• WORK REQUEST: Output each record exactly. Leave none out.

• DATA TO PROCESS:
PR #6835, opened 2023-07-20
Fixes for the McBackend adapter

michaelosthege:
**What is this PR about?**
This fixes two bugs that were reported by @thelogicalgrammar in https://github.com/michaelosthege/mcbackend/issues/93.

The first was a leftover of a previous refactoring of sampler stats, and the way how the `"tune"` stat is handled in PyMC.

**For the record:** Our current approach of passing information about tuning/not-tuning via sample stats is brittle. It's a per-sampler thing, but in practice it's actually a per-iteration thing from the PyMC, ArviZ and McBackend perspective. IMO we should consider taking it out of the step method attributes and stats, and instead pass `tune` as a parameter to the `astep` method.

However, this is out of scope for this PR, so I aligned with the current design and added `"tune"` to two step methods that didn't have it, much like Ricardo did for `Slice` in fee9a02c55763dea9dfe497ed509a3c05ad04972.

The second bug was just a small dtype thing for pickled stat objects.
I tested it locally with a ClickHouse server:

```python
def test_issue_93_b():
    seconds = np.linspace(0, 5)
    observations = np.random.normal(0.5 + np.random.uniform(size=3)[:, None] * seconds[None, :])
    with pm.Model(
        coords={
            "condition": ["A", "B", "C"],
        }
    ) as pmodel:
        x = pm.ConstantData("seconds", seconds, dims="time")
        a = pm.Normal("scalar")
        b = pm.Uniform("vector", dims="condition")
        pm.Deterministic("matrix", a + b[:, None] * x[None, :], dims=("condition", "time"))
        obs = pm.MutableData("obs", observations, dims=("condition", "time"))
        pm.Normal("L", pmodel["matrix"], observed=obs, dims=("condition", "time"))

    ch_client = clickhouse_driver.Client("localhost")
    backend = ClickHouseBackend(ch_client)
    with pmodel:
        pm.sample(trace=backend, tune=5, draws=7, discard_tuned_samples=False)
    assert idata.warmup_posterior.sizes["draw"] == 5
    assert idata.posterior.sizes["draw"] == 7
    pass
```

• ANSWER BOX:
PR #6835, opened 2023-07-20
Fixes for the McBackend adapter

michaelosthege:
**What is this PR about?**
This fixes two bugs that were reported by @thelogicalgrammar in https://github.com/michaelosthege/mcbackend/issues/93.

The first was a leftover of a previous refactoring of sampler stats, and the way how the `"tune"` stat is handled in PyMC.

**For the record:** Our current approach of passing information about tuning/not-tuning via sample stats is brittle. It's a per-sampler thing, but in practice it's actually a per-iteration thing from the PyMC, ArviZ and McBackend perspective. IMO we should consider taking it out of the step method attributes and stats, and instead pass `tune` as a parameter to the `astep` method.

However, this is out of scope for this PR, so I aligned with the current design and added `"tune"` to two step methods that didn't have it, much like Ricardo did for `Slice` in fee9a02c55763dea9dfe497ed509a3c05ad04972.

The second bug was just a small dtype thing for pickled stat objects.
I tested it locally with a ClickHouse server:

```python
def test_issue_93_b():
    seconds = np.linspace(0, 5)
    observations = np.random.normal(0.5 + np.random.uniform(size=3)[:, None] * seconds[None, :])
    with pm.Model(
        coords={
            "condition": ["A", "B", "C"],
        }
    ) as pmodel:
        x = pm.ConstantData("seconds", seconds, dims="time")
        a = pm.Normal("scalar")
        b = pm.Uniform("vector", dims="condition")
        pm.Deterministic("matrix", a + b[:, None] * x[None, :], dims=("condition", "time"))
        obs = pm.MutableData("obs", observations, dims=("condition", "time"))
        pm.Normal("L", pmodel["matrix"], observed=obs, dims=("condition", "time"))

    ch_client = clickhouse_driver.Client("localhost")
    backend = ClickHouseBackend(ch_client)
    with pmodel:
        pm.sample(trace=backend, tune=5, draws=7, discard_tuned_samples=False)
    assert idata.warmup_posterior.sizes["draw"] == 5
    assert idata.posterior.sizes["draw"] == 7
    pass
```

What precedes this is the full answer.